## PROBLEM DETAILS
Transcribe the entries, keeping every character the same.

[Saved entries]
PR #1198, opened 2025-07-12
Revoke new duplicate tasks

### LINKED ISSUE #1194: Implement something like `remove_existing_tasks` for Huey tasks
The same task with the same `Media` instance should really only be scheduled or pending once for most cases.

Similarly, for `Source` instances we don't want multiple tasks in the pending list either.

Using the new `remove_duplicates` support:
```
TaskHistory.schedule(
    [TaskWrapper],
    str(media.pk),
    remove_duplicates=True,
    vn_fmt = _('Task with media for "{}"'),
    vn_args=(media.key,),
)
```

tcely:
Fixes #1194


tcely:
@meeb Please take a look when you have a moment.

PR #1228, opened 2025-07-17
Use media redownload to implement manual downloads

### LINKED ISSUE #384: [Feature request] Add manual download button
Tl;dr
Add a manual download button

With bigger or older yt channels, they might have several hundred videos. When adding them you don't always want all the videos (especially if you're a long time viewer) so when adding the source, you set the download threshold to 1 week. However, you look through their backlog (in the skipped media) and see some videos that you enjoyed in the past and want to fetch ad-hoc. There is currently no way to do this (other than click on the yt link) as the 1 week cut off date in tubesync is gospel.
Can you add a 'manual override' button that trumps other checks and just kicks off a download? That'd be nice, I think.

### LINKED ISSUE #1037: Selective Download
You can turn "Download Media" off for a source. I would have expected a "Download Now" button on media when this is set, but I can't find one. It would be useful to have it.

## SOLVED PROBLEM
PR #1198, opened 2025-07-12
Revoke new duplicate tasks

### LINKED ISSUE #1194: Implement something like `remove_existing_tasks` for Huey tasks
The same task with the same `Media` instance should really only be scheduled or pending once for most cases.

Similarly, for `Source` instances we don't want multiple tasks in the pending list either.

Using the new `remove_duplicates` support:
```
TaskHistory.schedule(
    [TaskWrapper],
    str(media.pk),
    remove_duplicates=True,
    vn_fmt = _('Task with media for "{}"'),
    vn_args=(media.key,),
)
```

tcely:
Fixes #1194


tcely:
@meeb Please take a look when you have a moment.

PR #1228, opened 2025-07-17
Use media redownload to implement manual downloads

### LINKED ISSUE #384: [Feature request] Add manual download button
Tl;dr
Add a manual download button

With bigger or older yt channels, they might have several hundred videos. When adding them you don't always want all the videos (especially if you're a long time viewer) so when adding the source, you set the download threshold to 1 week. However, you look through their backlog (in the skipped media) and see some videos that you enjoyed in the past and want to fetch ad-hoc. There is currently no way to do this (other than click on the yt link) as the 1 week cut off date in tubesync is gospel.
Can you add a 'manual override' button that trumps other checks and just kicks off a download? That'd be nice, I think.

### LINKED ISSUE #1037: Selective Download
You can turn "Download Media" off for a source. I would have expected a "Download Now" button on media when this is set, but I can't find one. It would be useful to have it.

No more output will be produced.